Он сварливо пробурчал:
– Я не нуждаюсь в твоих заботах или жалости.
– Может, ты и вправду так думаешь, Генрих, но тебе это нужно. Это знак, предупреждающий знак…
Горячечный румянец вспыхнул на его скулах, а в глазах – гнев.
– И ты тоже! Не смей! Меня тошнит от церковников, которые внушают мне, что нужно помириться с вероломным архиепископом, и нашептывают, что все это моя вина и я должен поцеловать проклятого сукина сына. Скорее ад скует льдом, клянусь тебе! – Генрих замолчал, чтобы отдышаться. Эти несколько фраз дались ему с трудом, он запыхался так, будто в полных доспехах взбежал на гору.

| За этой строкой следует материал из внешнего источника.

PR #434, opened 2026-07-16
Hoist tool-schema $defs to the tool-calling envelope root (fixes #432)

### LINKED ISSUE #432: [BUG] MLXFoundationModels: tool calling fails with constraintCompilationFailed for any Tool whose arguments contain a nested @Generable type — the tool-calling envelope leaves $refs dangling
**Describe the bug**

Registering any `Tool` whose `Arguments` contain a **nested `@Generable` type** makes the session fail at the first tool-calling turn with:

```
constraintCompilationFailed("... json_schema_converter.cc:957: Check failed: ...
Cannot find field $defs in {"oneOf": ...
```

Flat tools (only primitive fields) work, which is presumably why this hasn't surfaced — demo-sized tools don't produce `$defs`.

**Root cause** (from the error's own schema dump): `GenerationSchema` serializes the nested type as `$defs` + a **root-anchored** pointer (`"$ref": "#/$defs/Traveler"`). `SchemaConverter.toolCallingEnvelopeObject` then embeds the tool's schema as a *nested object* under `oneOf[i].properties.arguments` — so the `$defs` end up buried inside `arguments`, while the `$ref` still points at the (empty) document root of the new `{"oneOf": ...}` envelope. xgrammar resolves JSON Pointers from the document root → dangling ref → hard check failure. The error message conveniently prints the whole malformed envelope, where both the buried `$defs` and the root-anchored `$ref` are visible.

**To Reproduce**

Minimal repro — nothing custom, this is the documented way to define a tool:

```swift
struct BookTripTool: Tool {
    let name = "book_trip"
    let description = "Books a trip"

    @Generable
    struct Traveler {
        @Guide(description: "Full name") var name: String
        @Guide(description: "Age") var age: Int
    }

    @Generable
    struct Arguments {
        @Guide(description: "Origin city") var origin: String
        @Guide(description: "Destination city") var destination: String
        @Guide(description: "The traveler") var traveler: Traveler   // ← nested type = $defs/$ref
    }

    func call(arguments: Arguments) async throws -> String { "booked" }
}

let session = LanguageModelSession(model: mlxModel /* any MLXLanguageModel */,
                                   tools: [BookTripTool()])
_ = try await session.respond(to: "Book a trip from A to B for Ana, 34, using book_trip.")
// → constraintCompilationFailed
```

Model used: `mlx-community/Qwen3-8B-4bit` (text — this is not a VLM issue).

**Expected behavior**

The tool-calling turn compiles its grammar and the tool fires, exactly as it does for tools with flat (primitive-only) argument schemas.

 - OS Version: macOS 27.0 beta (26A5378n), Xcode 27 beta
 - Device: M4 Max MacBook/Studio-class, Apple silicon
 - Version: main @ f1573a93 (`MLXFoundationModels`)

**Additional context**

**Fix that works for us** — PR incoming: in `toolCallingEnvelopeObject`, hoist each embedded schema's `$defs` to the envelope root, namespacing keys per tool (`<tool>__<def>`) and rewriting that tool's `$ref`s accordingly. One composition point covers both the envelope and structural-tag encoders. Note for implementers: do the `$ref` string rewrite on the raw `JSONEncoder` output — a `JSONSerialization` re-encode escapes `/` as `\/` and the pointer prefix no longer matches (we hit that on the first attempt). With this patch, the repro above passes and we've run several hundred tool-calling generations through it.

Also affected: any runtime-built `DynamicGenerationSchema` tool parameters with named nested schemas (how we first hit it), and — per `FinalAnswerTool`'s design, which embeds the developer's response schema as the synthetic tool's arguments — any `respond(schema:)`/`respond(generating:)` call in a session **with tools** whose response schema has nested types.

This investigation was AI-assisted; every reproduction in this report was run and verified on hardware.

jyauxi:
## Proposed changes

Fixes #432.

`GenerationSchema` serializes named sub-schemas (nested `@Generable` types, named `DynamicGenerationSchema` nodes) as root-level `$defs` with root-anchored `"$ref": "#/$defs/..."` pointers. `SchemaConverter.toolCallingEnvelopeObject` embeds each tool's parameters schema as a nested object under `oneOf[i].properties.arguments`, which buries the tool's `$defs` inside `arguments` while the refs stay anchored to the (defs-less) envelope root. xgrammar resolves JSON Pointers from the document root, so any tool with a non-flat argument schema fails grammar compilation with `constraintCompilationFailed("... Cannot find field $defs in {\"oneOf\": ...")` at the first tool-calling turn. Flat, primitive-only tools don't emit `$defs`, which is why small demos pass.

This PR hoists each tool's `$defs` into the envelope root, namespaced per tool (`<tool>__<def>`, so same-named defs across tools can't collide), and rewrites that tool's `$ref`s to match. The change is in `toolCallingEnvelopeObject` — the single composition point shared by both `encodeToolCallingEnvelopeJSON` and the structural-tag `encodeToolCallingGrammar`, so both encoders are covered.

Implementation note: the ref rewrite runs on the raw `JSONEncoder` output, where the `#/$defs/` prefix appears literally. Rewriting a `JSONSerialization` re-serialization does not work — it escapes `/` as `\/`, the prefix never matches, and the refs silently survive unrewritten while the defs get hoisted under prefixed keys.

Tests added to `ToolCallingSchemaTests` (model-free, in the existing unit target):
- a nested-`@Generable` fixture's def is hoisted to the envelope root and removed from the embedded `arguments` schema;
- with two tools sharing a same-named nested type, every `$ref` in the envelope resolves within the document and the namespaced defs don't collide;
- the nested-defs envelope compiles end-to-end with xgrammar (`GrammarConstraint`) — this is the direct regression test: it fails on `main` with the "Cannot find field $defs" check failure;
- the structural-tag grammar embeds the hoisted `$defs` in both the wrapped and bare arms.

Beyond unit tests, this patch has run several hundred tool-calling generations in our downstream harness (macOS 27.0 beta 26A5378n, M4 Max) without a grammar-compilation failure.

Local verification note: this beta seed names `GenerationOptions.SamplingMode.Kind` cases `randomTopK`/`randomProbabilityThreshold`, where `main` matches `.top`/`.nucleus` from a newer seed — local builds needed that 2-line rename as a scratch commit, which is **not** part of this PR. CI on the newer seed should compile unmodified.

## Checklist

### DIFF
--- a/Libraries/MLXFoundationModels/GuidedGeneration/SchemaConverter.swift
+++ b/Libraries/MLXFoundationModels/GuidedGeneration/SchemaConverter.swift
@@ -201,15 +201,10 @@ enum SchemaConverter {
             // can embed it as a nested object in the envelope we assemble via
             // JSONSerialization.data(withJSONObject:). Cheap: schemas are small.
             let paramsData = try encoder.encode(tool.parameters)
-            // Rewrite refs on the raw JSONEncoder output, where the
-            // "#/$defs/" prefix appears literally. (A JSONSerialization
-            // re-serialization escapes "/" as "\/", so the prefix would not
-            // match and the refs would silently survive unrewritten. Cover
-            // the escaped form too, defensively.)
-            let rewritten = String(data: paramsData, encoding: .utf8)!
-                .replacingOccurrences(of: "#/$defs/", with: "#/$defs/\(tool.name)__")
-                .replacingOccurrences(of: "#\\/$defs\\/", with: "#\\/$defs\\/\(tool.name)__")
-            var paramsAny = try JSONSerialization.jsonObject(with: Data(rewritten.utf8))
+            var paramsAny = rewriteDefsRefs(
+                in: try JSONSerialization.jsonObject(with: paramsData),
+                toolName: tool.name
+            )
             if var paramsObj = paramsAny as? [String: Any] {
                 if let defs = paramsObj.removeValue(forKey: "$defs") as? [String: Any] {
                     for (key, value) in defs {
@@ -233,6 +228,35 @@ enum SchemaConverter {
             envelope["$defs"] = hoistedDefs
         }
         return envelope
+    }
+
+    /// Rewrites every `"$ref": "#/$defs/<name>"` in a parsed schema tree to
+    /// the per-tool namespaced key (`#/$defs/<tool>__<name>`).
+    ///
+    /// The rewrite is structure-aware: only the string value directly under a
+    /// `$ref` key is touched, so other strings that merely mention the
+    /// pointer text — a `description`, `const`, `enum` entry, `default`, or
+    /// `pattern` containing "#/$defs/" — survive verbatim. Runs before the
+    /// `$defs` are hoisted out, and recurses through the whole tree because
+    /// refs can appear anywhere, including inside other `$defs` bodies.
+    private static func rewriteDefsRefs(in value: Any, toolName: String) -> Any {
+        switch value {
+        case let object as [String: Any]:
+            var result: [String: Any] = [:]
+            result.reserveCapacity(object.count)
+            for (key, nested) in object {
+                if key == "$ref", let ref = nested as? String, ref.hasPrefix("#/$defs/") {
+                    result[key] = "#/$defs/\(toolName)__" + ref.dropFirst("#/$defs/".count)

Алиенора продолжила говорить, словно супруг не прерывал ее:
– …предупреждающий знак о том, что ты не должен больше взваливать на себя такое бремя хлопот и обязанностей. Пойми: другие люди способны кое-что сделать вместо тебя, только позволь им. Потому что иначе это бремя раздавит тебя. – Она забрала чашу из его дрожащих пальцев. – Тебе нужен покой, а ты совершенно лишен его. Посмотри только, до чего ты себя довел. Если ты не переменишься сейчас, то умрешь.
– С каких это пор ты, женщина, стала так умна?
– Я не умная, а всего лишь умудренная печальным опытом. – Она поднялась с табурета. – Я оставлю тебя. Поспи и затем подумай о том, что я сказала.
Генрих отвернулся от нее:
– Возвращайся в Пуатье. Ты мне здесь не нужна.
– Нужна, – возразила она. – Просто ты этого не понимаешь. И никогда не понимал.
Королева вышла из комнаты и, как только за ней закрылась дверь, вынуждена была остановиться. Ее ужаснуло то, до какой степени он болен и слаб. Алиенора уже видела его в таком состоянии, но тогда Генрих был молодым человеком, способным противостоять хвори, а теперь же приближался к тому возрасту, в котором умер его отец. Алиенора различила страх в его глазах. Они оба знали, что он еще борется и может проиграть эту борьбу.
Амлен ждал ее и поцеловал, когда королева поравнялась с ним.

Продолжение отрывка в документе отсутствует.